---------- Records for processing
PR #9179, opened 2025-11-10
Workflow: schedule reminders to first history

JoshVanL:
Currently, all reminders work task reminders are sheduled with a due time of `Now()`. The consequence of this is that processing a large number of workflows concurrently leads to workflow execution favouring breadth over depth.

PR updates the reminder scheduling logic to schedule reminders based on the first history event of the workflow. This ensures that reminders are scheduled in the order that workflows were created, leading to a more depth first workflow execution pattern.

PR #9185, opened 2025-11-12
Workflow: State Retention Policy

JoshVanL:
Branched from https://github.com/dapr/dapr/pull/9179

Implementation as described in https://github.com/dapr/proposals/pull/95

PR adds a new workflow configuration spec `stateRetentionPolicy` that allows
users to define a retention policy for workflow state. This policy
determines how long workflows in a terminal state (completed, failed, or
terminated) should retain their state before being purged from the actor
state store.

Users can define a base `anyTerminal` retention duration that applies to
all terminal states, as well as specific retention durations for each
terminal state (`completed`, `failed`, `terminated`). The most specific
policy takes precedence, allowing for granular control over state
retention. The retention fields take a Go duration string, which
represents the state TTL (time-to-live) from the moment the workflow
enters the terminal state.

Once a workflow reaches a terminal state, the configuration policy is
checked, and if so, a corresponding retention actor reminder is created
with a due time based on the defined retention duration. The reminder is
created against a new `retentioner` actor type. This type takes the
typical form of `dapr.internal.<namespace>.<appid>.retentioner`. Like
the orchestrator actor, the retentioner actor ID is the instance ID of
the workflow.

Upon the reminder firing, the retentioner actor calls the `purge` method
on the workflow orchestrator actor with the same actor ID (workflow
instance ID). The orchestrator then purges its state from the actor
state store.

The retentioner reminder is purged from the scheduler in the event that
the workflow is manually purged before the retention period elapses.


pkg/runtime/wfengine/todo/todo.go
```diff
@@ -30,6 +30,9 @@ const (
 	WaitForRuntimeStatus         = "WaitForRuntimeStatus"
 	ForkWorkflowHistory          = "ForkWorkflowHistory"
 	RerunWorkflowInstance        = "RerunWorkflowInstance"
+
+	MetadataActivityRemidnerDueTime = "dueTime"
```
acroca:
```suggestion
	MetadataActivityReminderDueTime = "dueTime"
```

pkg/actors/targets/workflow/activity/invoke.go
```diff
@@ -17,13 +17,16 @@ import (
...
+	"strconv"
+	"time"
 
 	"google.golang.org/protobuf/proto"
 
 	actorapi "github.com/dapr/dapr/pkg/actors/api"
 	invokev1 "github.com/dapr/dapr/pkg/messaging/v1"
 	internalsv1pb "github.com/dapr/dapr/pkg/proto/internals/v1"
 	wferrors "github.com/dapr/dapr/pkg/runtime/wfengine/errors"
+	"github.com/dapr/dapr/pkg/runtime/wfengine/todo"
```
acroca: What does `todo` mean here?

pkg/actors/targets/workflow/activity/invoke.go
```diff
@@ -32,7 +35,18 @@ import (
...
+	dueTime := time.Now()
+	if s, ok := req.GetMetadata()[todo.MetadataActivityRemidnerDueTime]; ok && len(s.GetValues()) > 0 {
+		unix, err := strconv.ParseInt(s.GetValues()[0], 10, 64)
+		if err != nil {
+			return nil, err
+		}
+		dueTime = time.UnixMilli(unix)
+	}
+
+	log.Debugf("Activity actor '%s': invoking method '%s'", a.actorID, method)
```
acroca, line 49: Should we add the `dueTime` here? It sounds like it's invoking it now.

pkg/actors/targets/workflow/orchestrator/activity.go
```diff
@@ -70,6 +79,9 @@ func (o *orchestrator) callActivity(ctx context.Context, e *backend.HistoryEvent
 	_, err = o.router.Call(ctx, internalsv1pb.
 		NewInternalInvokeRequest("Execute").
 		WithActor(activityActorType, targetActorID).
+		WithMetadata(map[string][]string{
+			todo.MetadataActivityRemidnerDueTime: {strconv.FormatInt(dueTime.UnixMilli(), 10)},
+		}).
```
acroca, line 84: Why are we using metadata instead of adding a new attribute?

pkg/actors/targets/workflow/orchestrator/run.go
```diff
@@ -210,8 +211,8 @@ func (o *orchestrator) runWorkflow(ctx context.Context, reminder *actorapi.Remin
 	}
 
 	if runtimestate.IsCompleted(rs) {
-		log.Infof("Workflow Actor '%s': workflow completed with status '%s' workflowName '%s'", o.actorID, runtimestate.RuntimeStatus(rs).String(), workflowName)
-		return todo.RunCompletedTrue, nil
+		log.Infof("Workflow Actor '%s': workflow completed with status '%s' workflowName '%s'", o.actorID, rstatus, workflowName)
+		return todo.RunCompletedTrue, o.handleRetention(ctx, rstatus)
```
acroca: I find this might be confusing for the caller, as it might get an `err` due to the `handleRetention` failing, but still get the run completed. I'm wondering if an error in the creation of the retention reminder should be a reason to not make the workflow completed and make it try again...

pkg/actors/targets/workflow/orchestrator/state.go
```diff
@@ -111,22 +113,53 @@ func (o *orchestrator) saveInternalState(ctx context.Context, state *wfenginesta
...
+				ActorID:         o.actorID,
+				MatchIDAsPrefix: false,
+			})
+		}()
+	}
+
+	errs := make([]error, 0, n)
+	for range n {
+		errs = append(errs, <-errCh)
+	}
```
acroca: This way of running many things in parallel and join all the errors looks like something we could move to `dapr/kit` and make it similar to how `errgroup` works, but returning all errors joined instead of just the first one, wdyt?

tests/integration/suite/daprd/workflow/purge/retention/config/match/completed.go
```diff
@@ -0,0 +1,126 @@
...
+		assert.EventuallyWithT(t, func(c *assert.CollectT) {
+			require.NoError(t, db.QueryRowContext(ctx, "SELECT COUNT(*) FROM "+tableName).Scan(&count))
+			assert.Equal(c, 8, count)
+		}, time.Second*10, time.Millisecond*10)
+
+		require.NoError(t, client.TerminateWorkflow(ctx, id))
+		time.Sleep(time.Second * 3)
+
+		require.NoError(t, db.QueryRowContext(ctx, "SELECT COUNT(*) FROM "+tableName).Scan(&count))
+		assert.Equal(t, 11, count)
```
acroca: What about putting this in a `assert.EventuallyWithT(t, func(c *assert.CollectT) {` with a max time of 3 seconds?

tests/integration/suite/daprd/workflow/purge/retention/config/match/terminated.go
```diff
@@ -0,0 +1,126 @@
...
+      terminated: "0s"
+`)),
+	)
+
+	return []framework.Option{
+		framework.WithProcesses(e.workflow),
+	}
+}
+
+func (e *terminated) Run(t *testing.T, ctx context.Context) {
```
acroca, line 61: I think it's worth adding a note of what this test is about, it took me some time to figure out it's about the configuration having both `anyTerminal` and `terminated`.

tests/integration/suite/daprd/workflow/purge/retention/config/match/terminated.go
```diff
@@ -0,0 +1,126 @@
...
+			assert.Equal(c, 8, count)
+		}, time.Second*10, time.Millisecond*10)
+
+		require.NoError(t, client.TerminateWorkflow(ctx, id))
+
+		assert.EventuallyWithT(t, func(c *assert.CollectT) {
+			require.NoError(t, db.QueryRowContext(ctx, "SELECT COUNT(*) FROM "+tableName).Scan(&count))
+			assert.Equal(c, 0, count)
+			assert.Empty(c, e.workflow.Scheduler().ListAllKeys(t, ctx, "dapr/jobs"))
+		}, time.Second*5, time.Millisecond*10)
```
acroca: I'd be optimistinc and give it 4 seconds to make sure it doesn't hit the 5s from `anyTerminal`...

tests/integration/suite/daprd/workflow/purge/retention/config/completed.go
--------------------
Action item: Every entry above should be transcribed exactly and in full.

Expected output:
PR #9179, opened 2025-11-10
Workflow: schedule reminders to first history

JoshVanL:
Currently, all reminders work task reminders are sheduled with a due time of `Now()`. The consequence of this is that processing a large number of workflows concurrently leads to workflow execution favouring breadth over depth.

PR updates the reminder scheduling logic to schedule reminders based on the first history event of the workflow. This ensures that reminders are scheduled in the order that workflows were created, leading to a more depth first workflow execution pattern.

PR #9185, opened 2025-11-12
Workflow: State Retention Policy

JoshVanL:
Branched from https://github.com/dapr/dapr/pull/9179

Implementation as described in https://github.com/dapr/proposals/pull/95

PR adds a new workflow configuration spec `stateRetentionPolicy` that allows
users to define a retention policy for workflow state. This policy
determines how long workflows in a terminal state (completed, failed, or
terminated) should retain their state before being purged from the actor
state store.

Users can define a base `anyTerminal` retention duration that applies to
all terminal states, as well as specific retention durations for each
terminal state (`completed`, `failed`, `terminated`). The most specific
policy takes precedence, allowing for granular control over state
retention. The retention fields take a Go duration string, which
represents the state TTL (time-to-live) from the moment the workflow
enters the terminal state.

Once a workflow reaches a terminal state, the configuration policy is
checked, and if so, a corresponding retention actor reminder is created
with a due time based on the defined retention duration. The reminder is
created against a new `retentioner` actor type. This type takes the
typical form of `dapr.internal.<namespace>.<appid>.retentioner`. Like
the orchestrator actor, the retentioner actor ID is the instance ID of
the workflow.

Upon the reminder firing, the retentioner actor calls the `purge` method
on the workflow orchestrator actor with the same actor ID (workflow
instance ID). The orchestrator then purges its state from the actor
state store.

The retentioner reminder is purged from the scheduler in the event that
the workflow is manually purged before the retention period elapses.


pkg/runtime/wfengine/todo/todo.go
```diff
@@ -30,6 +30,9 @@ const (
 	WaitForRuntimeStatus         = "WaitForRuntimeStatus"
 	ForkWorkflowHistory          = "ForkWorkflowHistory"
 	RerunWorkflowInstance        = "RerunWorkflowInstance"
+
+	MetadataActivityRemidnerDueTime = "dueTime"
```
acroca:
```suggestion
	MetadataActivityReminderDueTime = "dueTime"
```

pkg/actors/targets/workflow/activity/invoke.go
```diff
@@ -17,13 +17,16 @@ import (
...
+	"strconv"
+	"time"
 
 	"google.golang.org/protobuf/proto"
 
 	actorapi "github.com/dapr/dapr/pkg/actors/api"
 	invokev1 "github.com/dapr/dapr/pkg/messaging/v1"
 	internalsv1pb "github.com/dapr/dapr/pkg/proto/internals/v1"
 	wferrors "github.com/dapr/dapr/pkg/runtime/wfengine/errors"
+	"github.com/dapr/dapr/pkg/runtime/wfengine/todo"
```
acroca: What does `todo` mean here?

pkg/actors/targets/workflow/activity/invoke.go
```diff
@@ -32,7 +35,18 @@ import (
...
+	dueTime := time.Now()
+	if s, ok := req.GetMetadata()[todo.MetadataActivityRemidnerDueTime]; ok && len(s.GetValues()) > 0 {
+		unix, err := strconv.ParseInt(s.GetValues()[0], 10, 64)
+		if err != nil {
+			return nil, err
+		}
+		dueTime = time.UnixMilli(unix)
+	}
+
+	log.Debugf("Activity actor '%s': invoking method '%s'", a.actorID, method)
```
acroca, line 49: Should we add the `dueTime` here? It sounds like it's invoking it now.

pkg/actors/targets/workflow/orchestrator/activity.go
```diff
@@ -70,6 +79,9 @@ func (o *orchestrator) callActivity(ctx context.Context, e *backend.HistoryEvent
 	_, err = o.router.Call(ctx, internalsv1pb.
 		NewInternalInvokeRequest("Execute").
 		WithActor(activityActorType, targetActorID).
+		WithMetadata(map[string][]string{
+			todo.MetadataActivityRemidnerDueTime: {strconv.FormatInt(dueTime.UnixMilli(), 10)},
+		}).
```
acroca, line 84: Why are we using metadata instead of adding a new attribute?

pkg/actors/targets/workflow/orchestrator/run.go
```diff
@@ -210,8 +211,8 @@ func (o *orchestrator) runWorkflow(ctx context.Context, reminder *actorapi.Remin
 	}
 
 	if runtimestate.IsCompleted(rs) {
-		log.Infof("Workflow Actor '%s': workflow completed with status '%s' workflowName '%s'", o.actorID, runtimestate.RuntimeStatus(rs).String(), workflowName)
-		return todo.RunCompletedTrue, nil
+		log.Infof("Workflow Actor '%s': workflow completed with status '%s' workflowName '%s'", o.actorID, rstatus, workflowName)
+		return todo.RunCompletedTrue, o.handleRetention(ctx, rstatus)
```
acroca: I find this might be confusing for the caller, as it might get an `err` due to the `handleRetention` failing, but still get the run completed. I'm wondering if an error in the creation of the retention reminder should be a reason to not make the workflow completed and make it try again...

pkg/actors/targets/workflow/orchestrator/state.go
```diff
@@ -111,22 +113,53 @@ func (o *orchestrator) saveInternalState(ctx context.Context, state *wfenginesta
...
+				ActorID:         o.actorID,
+				MatchIDAsPrefix: false,
+			})
+		}()
+	}
+
+	errs := make([]error, 0, n)
+	for range n {
+		errs = append(errs, <-errCh)
+	}
```
acroca: This way of running many things in parallel and join all the errors looks like something we could move to `dapr/kit` and make it similar to how `errgroup` works, but returning all errors joined instead of just the first one, wdyt?

tests/integration/suite/daprd/workflow/purge/retention/config/match/completed.go
```diff
@@ -0,0 +1,126 @@
...
+		assert.EventuallyWithT(t, func(c *assert.CollectT) {
+			require.NoError(t, db.QueryRowContext(ctx, "SELECT COUNT(*) FROM "+tableName).Scan(&count))
+			assert.Equal(c, 8, count)
+		}, time.Second*10, time.Millisecond*10)
+
+		require.NoError(t, client.TerminateWorkflow(ctx, id))
+		time.Sleep(time.Second * 3)
+
+		require.NoError(t, db.QueryRowContext(ctx, "SELECT COUNT(*) FROM "+tableName).Scan(&count))
+		assert.Equal(t, 11, count)
```
acroca: What about putting this in a `assert.EventuallyWithT(t, func(c *assert.CollectT) {` with a max time of 3 seconds?

tests/integration/suite/daprd/workflow/purge/retention/config/match/terminated.go
```diff
@@ -0,0 +1,126 @@
...
+      terminated: "0s"
+`)),
+	)
+
+	return []framework.Option{
+		framework.WithProcesses(e.workflow),
+	}
+}
+
+func (e *terminated) Run(t *testing.T, ctx context.Context) {
```
acroca, line 61: I think it's worth adding a note of what this test is about, it took me some time to figure out it's about the configuration having both `anyTerminal` and `terminated`.

tests/integration/suite/daprd/workflow/purge/retention/config/match/terminated.go
```diff
@@ -0,0 +1,126 @@
...
+			assert.Equal(c, 8, count)
+		}, time.Second*10, time.Millisecond*10)
+
+		require.NoError(t, client.TerminateWorkflow(ctx, id))
+
+		assert.EventuallyWithT(t, func(c *assert.CollectT) {
+			require.NoError(t, db.QueryRowContext(ctx, "SELECT COUNT(*) FROM "+tableName).Scan(&count))
+			assert.Equal(c, 0, count)
+			assert.Empty(c, e.workflow.Scheduler().ListAllKeys(t, ctx, "dapr/jobs"))
+		}, time.Second*5, time.Millisecond*10)
```
acroca: I'd be optimistinc and give it 4 seconds to make sure it doesn't hit the 5s from `anyTerminal`...

tests/integration/suite/daprd/workflow/purge/retention/config/completed.go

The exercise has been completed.